> **Stored data entries**:
= Beginning of Section =

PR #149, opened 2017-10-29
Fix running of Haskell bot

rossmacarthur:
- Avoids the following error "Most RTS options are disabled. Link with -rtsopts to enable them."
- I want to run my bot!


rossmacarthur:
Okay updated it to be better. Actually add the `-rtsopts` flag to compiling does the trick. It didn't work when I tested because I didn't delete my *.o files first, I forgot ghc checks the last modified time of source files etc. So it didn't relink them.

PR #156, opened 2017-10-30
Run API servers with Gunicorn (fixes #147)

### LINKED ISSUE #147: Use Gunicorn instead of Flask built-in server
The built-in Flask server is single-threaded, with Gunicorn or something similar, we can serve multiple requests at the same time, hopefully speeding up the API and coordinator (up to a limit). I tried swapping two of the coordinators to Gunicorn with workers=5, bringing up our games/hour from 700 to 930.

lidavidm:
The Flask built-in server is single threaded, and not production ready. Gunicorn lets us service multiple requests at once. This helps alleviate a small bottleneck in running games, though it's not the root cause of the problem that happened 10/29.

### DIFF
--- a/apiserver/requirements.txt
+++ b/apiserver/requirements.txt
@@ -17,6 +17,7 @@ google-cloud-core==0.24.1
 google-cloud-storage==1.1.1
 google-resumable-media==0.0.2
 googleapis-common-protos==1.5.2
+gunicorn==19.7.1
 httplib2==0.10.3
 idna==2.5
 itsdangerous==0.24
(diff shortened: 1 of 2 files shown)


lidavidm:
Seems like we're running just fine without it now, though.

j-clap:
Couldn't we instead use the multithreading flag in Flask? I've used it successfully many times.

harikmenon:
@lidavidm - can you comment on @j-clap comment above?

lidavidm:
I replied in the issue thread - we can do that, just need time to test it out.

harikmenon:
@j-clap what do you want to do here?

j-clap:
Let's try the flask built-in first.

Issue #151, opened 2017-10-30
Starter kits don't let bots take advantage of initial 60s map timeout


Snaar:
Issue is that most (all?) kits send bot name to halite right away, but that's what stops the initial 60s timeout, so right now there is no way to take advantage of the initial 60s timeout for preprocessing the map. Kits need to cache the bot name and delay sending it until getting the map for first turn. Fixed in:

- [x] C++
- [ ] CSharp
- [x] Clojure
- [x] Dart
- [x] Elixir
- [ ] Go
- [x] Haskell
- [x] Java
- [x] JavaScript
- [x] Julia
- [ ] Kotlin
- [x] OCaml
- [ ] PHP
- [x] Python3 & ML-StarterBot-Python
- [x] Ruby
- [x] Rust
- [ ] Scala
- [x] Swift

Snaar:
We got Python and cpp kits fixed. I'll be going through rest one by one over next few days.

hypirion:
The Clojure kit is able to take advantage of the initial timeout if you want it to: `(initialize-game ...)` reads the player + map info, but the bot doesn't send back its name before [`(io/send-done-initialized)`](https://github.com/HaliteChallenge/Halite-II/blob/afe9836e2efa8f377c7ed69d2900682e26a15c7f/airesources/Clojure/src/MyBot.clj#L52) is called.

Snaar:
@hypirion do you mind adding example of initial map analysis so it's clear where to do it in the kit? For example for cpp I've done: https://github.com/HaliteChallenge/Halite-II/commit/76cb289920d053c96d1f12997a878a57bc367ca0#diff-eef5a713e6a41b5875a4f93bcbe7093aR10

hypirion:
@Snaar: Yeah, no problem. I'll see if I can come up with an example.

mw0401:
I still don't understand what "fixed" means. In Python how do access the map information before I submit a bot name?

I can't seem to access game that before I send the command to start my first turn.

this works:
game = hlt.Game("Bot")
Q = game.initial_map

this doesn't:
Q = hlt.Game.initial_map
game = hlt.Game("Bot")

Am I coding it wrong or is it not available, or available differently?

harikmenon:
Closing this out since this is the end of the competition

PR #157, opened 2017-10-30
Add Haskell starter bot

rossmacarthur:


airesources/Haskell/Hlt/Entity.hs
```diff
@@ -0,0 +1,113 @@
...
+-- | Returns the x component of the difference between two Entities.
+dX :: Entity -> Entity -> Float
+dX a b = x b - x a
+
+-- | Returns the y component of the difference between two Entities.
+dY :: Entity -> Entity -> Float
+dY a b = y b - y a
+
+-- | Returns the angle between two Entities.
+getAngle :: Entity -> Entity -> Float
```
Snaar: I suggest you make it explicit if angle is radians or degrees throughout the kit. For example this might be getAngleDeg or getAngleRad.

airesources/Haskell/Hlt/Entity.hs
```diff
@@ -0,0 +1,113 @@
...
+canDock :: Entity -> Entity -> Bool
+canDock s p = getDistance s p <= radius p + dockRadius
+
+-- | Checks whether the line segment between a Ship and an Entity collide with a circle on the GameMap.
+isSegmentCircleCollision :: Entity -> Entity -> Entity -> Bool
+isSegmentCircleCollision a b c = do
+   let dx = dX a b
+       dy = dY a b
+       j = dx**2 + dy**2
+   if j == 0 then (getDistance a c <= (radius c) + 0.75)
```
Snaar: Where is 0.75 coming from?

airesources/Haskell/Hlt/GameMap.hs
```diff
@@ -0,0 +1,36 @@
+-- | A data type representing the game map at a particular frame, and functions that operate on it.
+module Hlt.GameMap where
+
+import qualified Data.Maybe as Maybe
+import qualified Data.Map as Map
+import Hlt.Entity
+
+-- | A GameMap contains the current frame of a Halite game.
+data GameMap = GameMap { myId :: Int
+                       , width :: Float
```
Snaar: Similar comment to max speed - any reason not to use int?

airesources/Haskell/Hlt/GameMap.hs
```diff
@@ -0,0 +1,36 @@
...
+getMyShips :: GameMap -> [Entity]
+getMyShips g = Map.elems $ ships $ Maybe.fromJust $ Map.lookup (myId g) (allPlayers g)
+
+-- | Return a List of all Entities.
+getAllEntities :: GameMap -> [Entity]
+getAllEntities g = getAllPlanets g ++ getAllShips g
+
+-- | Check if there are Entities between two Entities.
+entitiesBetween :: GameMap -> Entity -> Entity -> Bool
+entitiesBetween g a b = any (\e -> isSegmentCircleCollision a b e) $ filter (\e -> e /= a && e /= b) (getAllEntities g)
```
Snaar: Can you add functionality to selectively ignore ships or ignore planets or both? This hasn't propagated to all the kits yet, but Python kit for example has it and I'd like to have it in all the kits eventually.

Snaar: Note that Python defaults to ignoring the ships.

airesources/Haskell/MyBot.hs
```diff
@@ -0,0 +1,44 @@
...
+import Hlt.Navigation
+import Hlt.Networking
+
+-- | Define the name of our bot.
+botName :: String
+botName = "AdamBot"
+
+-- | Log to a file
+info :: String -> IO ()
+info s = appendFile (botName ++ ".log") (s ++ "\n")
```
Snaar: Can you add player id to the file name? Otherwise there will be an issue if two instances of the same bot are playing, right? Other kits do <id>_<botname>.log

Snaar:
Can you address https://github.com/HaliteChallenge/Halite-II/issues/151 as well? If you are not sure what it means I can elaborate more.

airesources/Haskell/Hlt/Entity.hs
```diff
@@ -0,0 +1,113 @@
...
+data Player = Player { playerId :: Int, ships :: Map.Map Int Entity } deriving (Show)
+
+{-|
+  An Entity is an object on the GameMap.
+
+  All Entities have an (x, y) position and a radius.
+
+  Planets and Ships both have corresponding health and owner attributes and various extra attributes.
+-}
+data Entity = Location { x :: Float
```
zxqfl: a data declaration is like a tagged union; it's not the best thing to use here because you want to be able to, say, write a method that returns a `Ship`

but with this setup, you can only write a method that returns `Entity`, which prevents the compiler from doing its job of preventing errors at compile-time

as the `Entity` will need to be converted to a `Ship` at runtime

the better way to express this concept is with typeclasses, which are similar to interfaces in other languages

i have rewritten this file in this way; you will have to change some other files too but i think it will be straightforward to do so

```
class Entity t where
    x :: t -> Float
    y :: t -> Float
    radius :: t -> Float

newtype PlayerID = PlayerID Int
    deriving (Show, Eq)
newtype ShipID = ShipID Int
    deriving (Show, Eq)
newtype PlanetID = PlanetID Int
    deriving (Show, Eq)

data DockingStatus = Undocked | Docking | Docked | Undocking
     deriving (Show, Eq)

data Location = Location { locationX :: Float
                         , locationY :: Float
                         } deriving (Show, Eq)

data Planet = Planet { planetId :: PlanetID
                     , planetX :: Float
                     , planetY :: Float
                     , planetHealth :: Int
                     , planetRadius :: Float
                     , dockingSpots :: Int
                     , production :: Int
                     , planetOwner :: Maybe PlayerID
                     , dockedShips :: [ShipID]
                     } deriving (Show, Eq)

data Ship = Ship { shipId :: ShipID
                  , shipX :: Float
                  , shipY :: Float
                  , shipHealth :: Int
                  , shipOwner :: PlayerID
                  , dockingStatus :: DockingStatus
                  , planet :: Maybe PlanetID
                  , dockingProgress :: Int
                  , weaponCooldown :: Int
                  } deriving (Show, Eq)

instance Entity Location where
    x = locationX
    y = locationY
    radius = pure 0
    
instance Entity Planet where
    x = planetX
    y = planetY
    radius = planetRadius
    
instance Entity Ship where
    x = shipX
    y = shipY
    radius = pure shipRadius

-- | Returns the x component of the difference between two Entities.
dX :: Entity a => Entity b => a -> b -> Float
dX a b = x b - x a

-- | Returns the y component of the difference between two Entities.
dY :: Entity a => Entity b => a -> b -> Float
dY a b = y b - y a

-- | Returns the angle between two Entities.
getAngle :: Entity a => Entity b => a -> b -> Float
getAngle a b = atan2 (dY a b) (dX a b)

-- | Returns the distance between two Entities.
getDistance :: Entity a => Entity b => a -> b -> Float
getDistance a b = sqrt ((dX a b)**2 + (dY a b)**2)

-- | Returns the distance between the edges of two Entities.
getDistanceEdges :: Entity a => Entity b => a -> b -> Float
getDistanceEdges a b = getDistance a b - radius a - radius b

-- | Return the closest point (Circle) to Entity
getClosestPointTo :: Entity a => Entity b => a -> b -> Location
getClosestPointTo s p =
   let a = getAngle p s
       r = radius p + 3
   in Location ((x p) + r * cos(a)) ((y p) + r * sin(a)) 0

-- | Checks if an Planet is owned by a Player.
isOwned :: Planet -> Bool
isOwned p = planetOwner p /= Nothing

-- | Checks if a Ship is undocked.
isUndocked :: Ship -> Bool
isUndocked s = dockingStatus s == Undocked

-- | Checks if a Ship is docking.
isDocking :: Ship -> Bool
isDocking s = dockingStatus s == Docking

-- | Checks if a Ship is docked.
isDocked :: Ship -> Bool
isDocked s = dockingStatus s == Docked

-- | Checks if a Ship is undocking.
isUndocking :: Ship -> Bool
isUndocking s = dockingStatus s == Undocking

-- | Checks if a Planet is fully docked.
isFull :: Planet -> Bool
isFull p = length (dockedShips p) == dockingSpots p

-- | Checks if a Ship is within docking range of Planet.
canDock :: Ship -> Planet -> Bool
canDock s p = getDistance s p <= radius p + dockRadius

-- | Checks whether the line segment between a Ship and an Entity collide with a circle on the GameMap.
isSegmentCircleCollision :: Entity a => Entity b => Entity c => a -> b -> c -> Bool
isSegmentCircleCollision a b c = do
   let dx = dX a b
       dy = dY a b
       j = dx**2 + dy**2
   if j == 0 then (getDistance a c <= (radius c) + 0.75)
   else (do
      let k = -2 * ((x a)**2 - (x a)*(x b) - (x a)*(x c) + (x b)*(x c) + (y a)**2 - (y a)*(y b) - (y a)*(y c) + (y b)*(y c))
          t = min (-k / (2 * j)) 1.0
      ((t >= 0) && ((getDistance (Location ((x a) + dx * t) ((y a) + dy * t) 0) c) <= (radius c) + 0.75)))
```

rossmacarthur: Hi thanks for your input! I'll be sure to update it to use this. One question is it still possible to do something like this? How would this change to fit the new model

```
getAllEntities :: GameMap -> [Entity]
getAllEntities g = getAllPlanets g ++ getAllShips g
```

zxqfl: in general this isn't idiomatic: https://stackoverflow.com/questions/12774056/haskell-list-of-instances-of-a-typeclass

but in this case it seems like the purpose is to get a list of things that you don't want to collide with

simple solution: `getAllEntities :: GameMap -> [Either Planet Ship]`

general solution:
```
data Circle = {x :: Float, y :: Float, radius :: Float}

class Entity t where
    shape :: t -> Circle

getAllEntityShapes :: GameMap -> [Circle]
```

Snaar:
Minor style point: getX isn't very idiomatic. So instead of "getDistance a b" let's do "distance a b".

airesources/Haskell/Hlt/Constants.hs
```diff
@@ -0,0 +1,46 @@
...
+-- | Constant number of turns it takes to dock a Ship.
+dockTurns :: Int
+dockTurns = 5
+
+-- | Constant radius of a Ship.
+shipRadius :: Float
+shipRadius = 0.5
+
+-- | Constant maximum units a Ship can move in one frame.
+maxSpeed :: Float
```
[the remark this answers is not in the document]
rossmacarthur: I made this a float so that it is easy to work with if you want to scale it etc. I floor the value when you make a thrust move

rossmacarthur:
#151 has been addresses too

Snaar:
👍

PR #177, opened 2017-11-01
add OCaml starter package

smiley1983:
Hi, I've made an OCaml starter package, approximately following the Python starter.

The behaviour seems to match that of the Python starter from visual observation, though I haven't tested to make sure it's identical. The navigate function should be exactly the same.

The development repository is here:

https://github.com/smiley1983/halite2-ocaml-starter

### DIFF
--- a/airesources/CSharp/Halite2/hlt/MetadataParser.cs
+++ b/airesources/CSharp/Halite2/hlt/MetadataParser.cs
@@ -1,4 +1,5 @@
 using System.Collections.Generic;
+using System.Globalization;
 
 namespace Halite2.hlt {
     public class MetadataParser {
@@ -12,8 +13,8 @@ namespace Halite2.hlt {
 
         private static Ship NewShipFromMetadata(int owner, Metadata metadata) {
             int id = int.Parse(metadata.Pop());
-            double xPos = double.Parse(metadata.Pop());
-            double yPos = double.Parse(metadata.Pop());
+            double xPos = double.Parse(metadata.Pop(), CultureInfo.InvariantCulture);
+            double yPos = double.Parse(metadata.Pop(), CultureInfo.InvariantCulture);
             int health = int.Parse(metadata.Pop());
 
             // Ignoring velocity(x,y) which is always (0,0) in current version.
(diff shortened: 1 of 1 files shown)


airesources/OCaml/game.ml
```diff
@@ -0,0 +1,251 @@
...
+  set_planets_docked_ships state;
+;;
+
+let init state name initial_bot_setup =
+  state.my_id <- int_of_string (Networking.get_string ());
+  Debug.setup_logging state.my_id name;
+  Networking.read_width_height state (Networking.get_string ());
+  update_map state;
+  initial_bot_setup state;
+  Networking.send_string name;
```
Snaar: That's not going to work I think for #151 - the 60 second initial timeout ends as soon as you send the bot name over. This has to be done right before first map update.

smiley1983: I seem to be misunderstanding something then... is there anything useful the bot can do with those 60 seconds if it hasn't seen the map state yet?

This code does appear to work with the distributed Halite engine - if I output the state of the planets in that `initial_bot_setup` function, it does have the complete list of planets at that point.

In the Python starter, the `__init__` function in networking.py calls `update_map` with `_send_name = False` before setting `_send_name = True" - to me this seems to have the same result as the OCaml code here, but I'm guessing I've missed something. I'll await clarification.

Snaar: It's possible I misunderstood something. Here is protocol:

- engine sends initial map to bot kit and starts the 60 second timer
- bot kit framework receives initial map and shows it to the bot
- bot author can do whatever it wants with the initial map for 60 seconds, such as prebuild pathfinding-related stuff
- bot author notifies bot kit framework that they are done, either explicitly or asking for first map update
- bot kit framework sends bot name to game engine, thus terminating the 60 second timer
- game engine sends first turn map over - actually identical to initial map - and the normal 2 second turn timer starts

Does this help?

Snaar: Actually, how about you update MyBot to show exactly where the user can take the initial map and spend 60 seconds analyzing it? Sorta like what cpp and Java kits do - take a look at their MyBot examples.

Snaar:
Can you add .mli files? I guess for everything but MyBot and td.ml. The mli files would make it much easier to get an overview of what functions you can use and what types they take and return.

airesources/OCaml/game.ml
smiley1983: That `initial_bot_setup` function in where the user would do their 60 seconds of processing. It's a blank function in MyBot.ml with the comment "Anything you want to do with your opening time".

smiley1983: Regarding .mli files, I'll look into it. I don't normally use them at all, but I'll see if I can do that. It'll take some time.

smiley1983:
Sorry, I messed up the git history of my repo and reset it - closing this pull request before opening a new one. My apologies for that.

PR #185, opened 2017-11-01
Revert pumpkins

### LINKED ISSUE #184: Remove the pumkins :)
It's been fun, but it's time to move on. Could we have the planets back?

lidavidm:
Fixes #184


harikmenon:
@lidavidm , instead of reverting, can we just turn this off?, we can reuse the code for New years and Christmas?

= End of Section =

> **PROBLEM**: Read the data above and pull out each line that holds the string "double".

> **EXERCISE RESPONSE**:
-            double xPos = double.Parse(metadata.Pop());
-            double yPos = double.Parse(metadata.Pop());
+            double xPos = double.Parse(metadata.Pop(), CultureInfo.InvariantCulture);
+            double yPos = double.Parse(metadata.Pop(), CultureInfo.InvariantCulture);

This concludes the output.